Data under study:
"""

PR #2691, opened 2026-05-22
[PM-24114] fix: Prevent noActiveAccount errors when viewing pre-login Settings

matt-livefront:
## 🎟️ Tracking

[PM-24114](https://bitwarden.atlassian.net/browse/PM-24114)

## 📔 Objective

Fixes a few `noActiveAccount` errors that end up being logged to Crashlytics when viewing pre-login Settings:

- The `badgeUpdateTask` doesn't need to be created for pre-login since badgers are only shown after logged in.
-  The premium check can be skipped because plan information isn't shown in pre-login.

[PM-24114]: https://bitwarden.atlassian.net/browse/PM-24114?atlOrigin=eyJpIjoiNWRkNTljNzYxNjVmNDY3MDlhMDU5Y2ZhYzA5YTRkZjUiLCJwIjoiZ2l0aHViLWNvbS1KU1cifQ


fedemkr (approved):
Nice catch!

"""

Problem description: The response should consist of every record, written out exactly as given.

Solution to the exercise:
PR #2691, opened 2026-05-22
[PM-24114] fix: Prevent noActiveAccount errors when viewing pre-login Settings

matt-livefront:
## 🎟️ Tracking

[PM-24114](https://bitwarden.atlassian.net/browse/PM-24114)

## 📔 Objective

Fixes a few `noActiveAccount` errors that end up being logged to Crashlytics when viewing pre-login Settings:

- The `badgeUpdateTask` doesn't need to be created for pre-login since badgers are only shown after logged in.
-  The premium check can be skipped because plan information isn't shown in pre-login.

[PM-24114]: https://bitwarden.atlassian.net/browse/PM-24114?atlOrigin=eyJpIjoiNWRkNTljNzYxNjVmNDY3MDlhMDU5Y2ZhYzA5YTRkZjUiLCJwIjoiZ2l0aHViLWNvbS1KU1cifQ


fedemkr (approved):
Nice catch!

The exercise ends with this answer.